## RECORDS PROVIDED
PR #152, opened 2026-08-18
Split enc.cc + six bit-exact encoder optimizations

skal65535:
Splits `enc.cc`, and add six bit-exact optimizations on top.

On `source3.jpg`:
**-27%** on the default encode and **-47%** on method 7.

On 537 photographs from an Open Images corpus:
**-9.7%** on the default encode and **-27.5%** multi-pass.

### The split

`enc.cc` had grown to 2573 lines doing six unrelated jobs. Every cut lands on a
`////` banner that was already there: no function body is touched, no line is
rewritten, and the encoder measures at 0% either way.

### The optimizations

- **64bit `BitWriter`**: 56 usable bits, so about five symbols pile up per
  flush, and the common case — no `0xff` among the pending bytes — becomes one
  8-byte store instead of a byte loop. DC and AC merge their code and suffix
  into a single `PutBits()`.
- **64bit `BitCounter`**: the same for the multi-pass size estimator. Its flush
  counts the escapes with one popcount rather than writing them.
- **Chunked commit**: the sink was called once per macroblock, a `resize()` per
  MCU for `Sink<std::string>`. The writer now serves those out of a slab.
- **Fused entropy statistics**: the size search walked the run/levels twice.
  The second walk is gone, and `StoreOptimalHuffmanTables()` with it.
- **Trellis prune**: `SearchBestPrev()` is O(n²) with n up to 127. The bound is
  monotone walking back towards the sink, so the search can stop rather than
  skip — an exact early-out, not an approximation.
- **Integer riskiness accumulation**: `SjpegRiskiness()` sweeps the
  whole bitmap. Convert the accumulation with 'double' to 'int64_t' (faster).
  Safe replacement, since 'score' is at most 3 × 255, and the sums are < 2^38.

### Measured

M5 Pro (clang 21), Raspberry Pi 5 / Cortex-A76 (gcc 14), Haswell (gcc 15), on
`source3.jpg`. Each of the first six rows is that change removed on its own, so
they do not add up to the totals.

| | M5 | RPi 5 | Haswell |
|---|---:|---:|---:|
| 64bit `BitWriter` (m0 q75) | -31.0% | -18.4% | -16.1% |
| 64bit `BitCounter` (m4, 6 passes) | -36.6% | -21.9% | -24.8% |
| chunked commit (m4 q75) | -8.3% | -3.2% | noise |
| fused entropy stats (m4, 6 passes) | -5.3% | -1.7% | -3.9% |
| trellis prune (m7 q75) | -43.5% | -47.5% | -46.4% |
| integer riskiness (`SjpegRiskiness` alone) | -22.7% | — | — |
| **all six**, default (m4 AUTO) | **-27.2%** | -11.5%¹ | -9.2%¹ |
| **all six**, method 7 | **-46.9%** | -49.2%¹ | -47.8%¹ |
| *noise floor, worst row* | *1.8%* | *0.6%* | *3.1%* |

¹ first five only — the sixth has not been run on those two machines yet.

Over 537 Open Images originals, 0.07 to 72.6 MP, median 4.98 MP, M5 medians:

| | source3 | corpus |
|---|---:|---:|
| m4 q75 AUTO (default) | -27.2% | **-9.7%** |
| m4 q75 6 passes | -40.6% | **-27.5%** |
| m7 q75 trellis | -46.9% | **-10.6%** |

Multi-pass carries over, single-pass and method 7 do not. The trellis early-out
fires less on dense photographic texture, and `AUTO` picks `sharp420` for 297 of
the 537, whose conversion pass dilutes the rest: those gain -7.2%, against
-19.7% for the 221 on plain 420.

### Note for review

SJPEG_FORCE_32BIT: new build-time switch to force 32bit writer/counter.
Useful for tests on non-64bit platforms.

Future work subsampling`SjpegRiskiness`, subsampling the histogram pass,
and computing the size from the frequency table.

Please rebase-merge rather than squash, so the optimizations stay bisectable.


src/api.cc
```diff
@@ -0,0 +1,307 @@
...
+
+#include <assert.h>
+#include <stdint.h>
+
+#include <cstdlib>
+#include <string>
+
+#include "sjpegi.h"
+
+using namespace sjpeg;
```
jzern: Is this needed? Most everything is within this namespace starting at line 72.

src/bit_writer.h
```diff
@@ -28,6 +28,18 @@
...
 
+// Bit writer and counter below have a 64bit and a 32bit implementation, picked
+// by target register width: a 32bit target would emulate the accumulator in a
+// register pair, which is untested here. Both emit the same bytes.
+// SJPEG_FORCE_32BIT picks the 32bit one on a 64bit host, so it can be built
+// and compared anywhere.
+
+#if !defined(SJPEG_FORCE_32BIT) &&                  \
+    (defined(__LP64__) || defined(_WIN64) ||        \
+     (defined(UINTPTR_MAX) && UINTPTR_MAX > 0xffffffffu))
```
jzern: This last one might be sufficient given the use of `<stdint.h>` (unconfirmed).

src/bit_writer.h
```diff
@@ -77,6 +89,51 @@ template<class T> class Sink : public ByteSink {
...
 
+///////////////////////////////////////////////////////////////////////////////
+
+#if defined(SJPEG_HAVE_64BIT)
+
+// Hottest members below are called once per coefficient. Left to its own cost
+// model, the compiler keeps some of them out of line, which is expensive at
+// that frequency, so we insist. Undefined at end of this header.
+#if defined(__GNUC__) || defined(__clang__)
+#define SJPEG_INLINE inline __attribute__((always_inline))
```
jzern, line 103: `[[gnu::always_inline]]` is an option with C++11, but I don't think there's anything gained.

src/bit_writer.h
```diff
@@ -77,6 +89,51 @@ template<class T> class Sink : public ByteSink {
...
+#endif
+}
+
+// Accumulator holds the bytes to emit in its top bytes, so storing it whole
+// means storing it big-endian: a swap on a little-endian host, nothing on a
+// big-endian one. Getting it wrong reverses every group of eight silently.
+static inline uint64_t HToBE64(uint64_t x) {
+#if (defined(__BYTE_ORDER__) && defined(__ORDER_BIG_ENDIAN__) && \
+     __BYTE_ORDER__ == __ORDER_BIG_ENDIAN__) ||                  \
+    defined(__BIG_ENDIAN__)
```
jzern: Looks like abseil and ffmpeg are only checking `__BYTE_ORDER__` these days.

jzern (commented):
Only partial review through the first few files. Running some tests locally.

src/encoders.cc
```diff
@@ -0,0 +1,577 @@
...
+//
+//  Per-colorspace Encoder sub-classes, and their factory
+//
+// Author: Skal (pascal.massimino@gmail.com)
+
+#include <assert.h>
+#include <stdint.h>
+#include <string.h>
+
+#include <new>
```
jzern, line 24: Add `<cstdlib>` for `std::abs`.

src/api.cc
skal65535: Needed: `MemorySink`/`Encoder`/`EncoderFactory` are used unqualified in the plain-C entry points above the `namespace sjpeg {` block. Added a comment saying so in 8bbc420.

src/bit_writer.h
skal65535: Confirmed, `<stdint.h>` is included unconditionally so `UINTPTR_MAX` alone is sufficient. Simplified in 8bbc420.

src/bit_writer.h
skal65535: Agreed, no gain -- leaving the `__attribute__` form.

src/bit_writer.h
skal65535: Simplified to just `__BYTE_ORDER__` in 8bbc420.

src/encoders.cc
skal65535: Added in 8bbc420.

src/bit_writer.h
```diff
@@ -280,11 +280,60 @@ struct BitCounter {
...
+  size_t Size() { Flush(); return size_; }
+
+ private:
+  // Number of bytes equal to 0xff among the 'nb' most significant ones.
+  static int CountFF(uint64_t v, int nb) {
+    // Usual haszero() trick is not usable as-is here: it only answers "is there
+    // one", because a zero byte borrows into its neighbour and marks it too.
+    // Masking to 0x7f before the add keeps carries local, which makes the
+    // result countable.
+    const uint64_t x = ~v;   // 0xff bytes are now zero bytes
```
hasinoff: (Optional) A little code golf to save instructions:
  const uint64_t y = (v & 0x7f7f7f7f7f7f7f7full) + 0x0101010101010101ull;
  const uint64_t z = (y & v & 0x8080808080808080ull) >> (64 - 8 * nb);

No measurable perf impact. If you're willing to add a LUT you can squeeze a little performance, but not much impact e2e:
    // A compile-time lookup table isolating the Most Significant Bit (MSB) 
    // of the 'nb' most significant bytes. 
    static constexpr uint64_t MASKS_80[9] = {
        0x0000000000000000ULL, // nb = 0
        0x8000000000000000ULL, // nb = 1
        0x8080000000000000ULL, // nb = 2
        0x8080800000000000ULL, // nb = 3
        0x8080808000000000ULL, // nb = 4
        0x8080808080000000ULL, // nb = 5
        0x8080808080800000ULL, // nb = 6
        0x8080808080808000ULL, // nb = 7
        0x8080808080808080ULL  // nb = 8
    };

skal65535: @hasinoff  your code suggestion is indeed a wash, speed-wise (micro-benchmarked on an M5, -O3).
But I incorporated it in, since it's less instructions :)

jzern:
Bit exact in my testing. Some rough numbers show ~1.09-1.24 times faster depending on the test set.

src/api.cc
```diff
@@ -0,0 +1,308 @@
...
+
+#include <assert.h>
+#include <stdint.h>
+
+#include <cstdlib>
+#include <string>
+
+#include "sjpegi.h"
+
+using namespace sjpeg;  // for the plain-C entry points below, which sit
```
jzern: Either way works, but the fully qualified form is no all that long...

src/bit_writer.h
```diff
@@ -77,6 +88,49 @@ template<class T> class Sink : public ByteSink {
...
+// returns true if any byte of 'x' is 0xff
+static inline bool HasFF(uint64_t x) {
+  const uint64_t y = ~x;    // 0xff bytes are now zero bytes
+  return ((y - 0x0101010101010101ull) & ~y & 0x8080808080808080ull) != 0;
+}
+
+static inline uint64_t BSwap64(uint64_t x) {
+#if defined(__GNUC__) || defined(__clang__)
+  return __builtin_bswap64(x);
+#else
```
jzern, line 121: From [webp](https://chromium.googlesource.com/webm/libwebp/+/refs/tags/v1.6.0/src/utils/endian_inl_utils.h#84):

```
#elif defined(_MSC_VER)
  return (uint64_t)_byteswap_uint64(x);
```

src/bit_writer.h
```diff
@@ -159,15 +287,65 @@ struct BitCounter {
...
+  static int CountFF(uint64_t v, int nb) {
+    // Masking to 0x7f before the add keeps carries local: a byte's low 7 bits
+    // are all-ones (0x7f or 0xff) iff adding 1 sets bit 7. ANDing that back
+    // against the byte's own original bit 7 keeps only the 0xff case, since
+    // 0x7f has its top bit clear.
+    const uint64_t y = (v & 0x7f7f7f7f7f7f7f7full) + 0x0101010101010101ull;
+    uint64_t z = (y & v & 0x8080808080808080ull);
+    z >>= 64 - 8 * nb;                 // keep the top 'nb' bytes
+#if defined(__GNUC__) || defined(__clang__)
+    return __builtin_popcountll(z);
```
jzern, line 338: `<intrin.h>` on `_MSC_VER` has `__popcnt64`: https://learn.microsoft.com/en-us/cpp/intrinsics/popcnt16-popcnt-popcnt64?view=msvc-170

src/encoders.cc
```diff
@@ -0,0 +1,578 @@
...
+             ByteSink* const sink, PixelFormat fmt = kRGBInput,
+             MemoryManager* const memory = nullptr)
+      : Encoder(SJPEG_YUV_420, W, H, sink, memory), rgb_(rgb), step_(step) {
+    ok_ = (rgb != nullptr);
+    if (fmt != kRGBInput) {
+      pix_step_ = 4;
+      get_yuv_block_ = GetBlockFunc(yuv_mode_, fmt);
+    }
+  }
+  virtual ~Encoder420() {}
```
jzern: Could be `override` now, but this is a preexisting condition.

src/encoders.cc
```diff
@@ -0,0 +1,578 @@
...
+    if (clipped) {
+      rgb = GetReplicatedSamples(rgb, step_,
+                                 W_ - mb_x * 8, H_ - mb_y * 8, 8, 8);
+      step = pix_step_ * 8;
+    }
+    get_yuv_block_(rgb, step, out);
+  }
+
+ protected:
+  const uint8_t* rgb_;
```
jzern: Can this declaration match 420/444 (line 186 and 219)?

src/encoders.cc
```diff
@@ -0,0 +1,578 @@
...
+    const uint8_t* data = gray_ + (mb_x + mb_y * step_) * 8;
+    if (clipped) {
+      Convert8To16bClipped(data, step_, out, W_ - mb_x * 8, H_ - mb_y * 8);
+    } else {
+      Convert8To16b(data, step_, out);
+    }
+  }
+
+ protected:
+  const uint8_t* gray_;
```
jzern: Same here

jzern (approved):

src/api.cc
skal65535: indeed, done

src/bit_writer.h
skal65535: done

src/bit_writer.h
skal65535: done below

src/encoders.cc
skal65535: yep, fix later

src/encoders.cc
skal65535: done

src/encoders.cc
skal65535: done

skal65535:
> Bit exact in my testing. Some rough numbers show ~1.09-1.24 times faster depending on the test set.

Nice. I think i fixed all the comment, so should be good to go. Please submit when you think it ok...

jzern:
Lots's of old conversion related warnings from visual studio (double->float, size_t->int, etc.), but builds. Probably could look into a workflow for that at some point. libavif has an example for both cl.exe and clang-cl.

skal65535:
clang's `-Wshorten-64-to-32` finds 194 warnings for conversions. Should be easy to auto-fix the most annoying...

PR #156, opened 2026-08-20
dichotomy: derive ComputeSize() from the frequency table

skal65535:
* StoreRunLevels() already gathers freq_ac_/freq_dc_ whenever optimize_size_ is set
=> which is always true at LoopScan()'s only call site.

* but ComputeSize() nevertheless still re-walked every run/level through a BitCounter,
  instead of using the frequency distribution already collected.

Using EntropySize() is faster (measured ~13% on multi-pass encodes) but a bit approximate
because it doesn't count the 0xff byte-stuffing (BitCounter does incorporate it).
Observed diff on Open Images corpus is 0.92% vs 0.90% before, acceptable.

The expected underestimation (neglecting 0xff-stuffing) is 1/256 (assuming uniform byte distribution, only 0xff produce two bytes instead of one), that's 0.39%. Not worth correcting the estimate with a wild-guess, it's under the convergence precision anyway.

### DIFF
--- a/src/dichotomy.cc
+++ b/src/dichotomy.cc
@@ -282,9 +282,18 @@ void Encoder::BlocksSize(int nb_mbs, const DCTCoeffs* coeffs,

## TASK DESCRIPTION
Which of the lines above mention the word "through"? Pull those lines out.

## ANSWER BOX
Only partial review through the first few files. Running some tests locally.
* but ComputeSize() nevertheless still re-walked every run/level through a BitCounter,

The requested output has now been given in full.